┌──

PR #222, opened 2023-12-18
Material Theme

sshropshire:
### Summary of changes

 - Refactor Demo app UI to use Material themes
 - Refine design language across each feature demo
 - Add `StepHeader` composable to signal progress to the user as they complete steps
 - Add `UIConstants` object to help increase uniformity in the Demo app layout for each feature

 ### Checklist

### Screenshot

https://github.com/paypal/paypal-android/assets/58225613/e54991c0-4857-458f-80f2-89400c66314e

- @sshropshire


Demo/src/main/java/com/paypal/android/ui/approveorder/ApproveOrderView.kt
```diff
@@ -19,91 +17,143 @@ import androidx.compose.ui.Modifier
...
+        }
+        if (uiState.isApproveOrderSuccessful) {
+            Step3_CompleteOrder(uiState, viewModel)
+        }
+        Spacer(modifier = Modifier.size(contentPadding))
+    }
+}
+
+@Composable
+private fun Step1_CreateOrder(uiState: ApproveOrderUiState, viewModel: ApproveOrderViewModel) {
```
sarahkoop, line 69: I like the steps naming here very helpful 👍

sarahkoop:
Does this demo app get published to the play store now? Wondering if there are limitations on using the PP logo if it is

sshropshire:
> Does this demo app get published to the play store now? Wondering if there are limitations on using the PP logo if it is

Yeah that's a good call. For now they should just be internal builds, but I'm not sure if there's a way to prevent it 100%. But it would take a lot of manual effort to do so, but mostly want to make it distinguishable on the launch screen. The generic Android app icon can give hello world vibes I feel.

Demo/src/main/java/com/paypal/android/ui/paypalweb/PayPalWebCheckoutResultView.kt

└──

ACTION ITEM :: Set down the preceding data verbatim. Every line belongs in the copy.

WRITTEN SOLUTION ::
PR #222, opened 2023-12-18
Material Theme

sshropshire:
### Summary of changes

 - Refactor Demo app UI to use Material themes
 - Refine design language across each feature demo
 - Add `StepHeader` composable to signal progress to the user as they complete steps
 - Add `UIConstants` object to help increase uniformity in the Demo app layout for each feature

 ### Checklist

### Screenshot

https://github.com/paypal/paypal-android/assets/58225613/e54991c0-4857-458f-80f2-89400c66314e

- @sshropshire


Demo/src/main/java/com/paypal/android/ui/approveorder/ApproveOrderView.kt
```diff
@@ -19,91 +17,143 @@ import androidx.compose.ui.Modifier
...
+        }
+        if (uiState.isApproveOrderSuccessful) {
+            Step3_CompleteOrder(uiState, viewModel)
+        }
+        Spacer(modifier = Modifier.size(contentPadding))
+    }
+}
+
+@Composable
+private fun Step1_CreateOrder(uiState: ApproveOrderUiState, viewModel: ApproveOrderViewModel) {
```
sarahkoop, line 69: I like the steps naming here very helpful 👍

sarahkoop:
Does this demo app get published to the play store now? Wondering if there are limitations on using the PP logo if it is

sshropshire:
> Does this demo app get published to the play store now? Wondering if there are limitations on using the PP logo if it is

Yeah that's a good call. For now they should just be internal builds, but I'm not sure if there's a way to prevent it 100%. But it would take a lot of manual effort to do so, but mostly want to make it distinguishable on the launch screen. The generic Android app icon can give hello world vibes I feel.

Demo/src/main/java/com/paypal/android/ui/paypalweb/PayPalWebCheckoutResultView.kt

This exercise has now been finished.